Using the listing that follows, filter out every line lacking the string "only" and return the rest.
*** Provided entries
PR #841, opened 2026-09-19
feat: add OpenRouter Decisions routing for Jev

moinerus:
## Summary
- register an OpenRouter Decisions provider variant and hidden Jev route at openrouter-decisions/jev-latest
- expose caller-capability protected POST /v1/decisions with the existing request/response limits, cancellation, metering and credential isolation
- forward the native body unchanged to OpenRouter's alpha Decisions endpoint, translating only the routed model id
- refuse redirects and retries for billable Decisions requests, and keep the model out of conversational pickers

## Verification
- registry and endpoint-policy tests: 3 passed
- hermetic router to forwarder to upstream Decisions test: passed
- npm run check: passed

The end-to-end test asserts loopback capability gating, no caller/internal credential forwarding, model translation, size limits, cancellation, and redirect refusal.


moinerus:
## Additional evidence: live Decisions route proof

A bounded live run started temporary loopback Codex Router and API-forwarder processes from this PR branch. The Router-owned OpenRouter credential and caller capability remained process-only.

- Route: `/v1/decisions`
- Model: `openrouter-decisions/jev-latest`
- Completed in **961 ms**
- Full pruner path: **63,793 bytes -> 2,326 bytes (96.35%)**
- The original output archive was byte-for-byte exact and the final `tests=184 passed=184 failed=0` status was retained.
- No credential or caller capability was emitted or persisted by the evidence harness.

I also ran a targeted mutation campaign against this change:

- Killed: forwarding the Router gateway model rather than `~typesafe/jev-latest`
- Killed: removing both request-size guards
- Killed: making the model picker-visible, caught by registry validation
- One raw-size-limit-only mutant survived because the independent decompressed-body size guard still returned `413`. That is intentional defence in depth; removing both guards was killed.

This is focused evidence, not a claim that the project's entire cross-platform test suite is green.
******
### Result
- forward the native body unchanged to OpenRouter's alpha Decisions endpoint, translating only the routed model id
A bounded live run started temporary loopback Codex Router and API-forwarder processes from this PR branch. The Router-owned OpenRouter credential and caller capability remained process-only.
- One raw-size-limit-only mutant survived because the independent decompressed-body size guard still returned `413`. That is intentional defence in depth; removing both guards was killed.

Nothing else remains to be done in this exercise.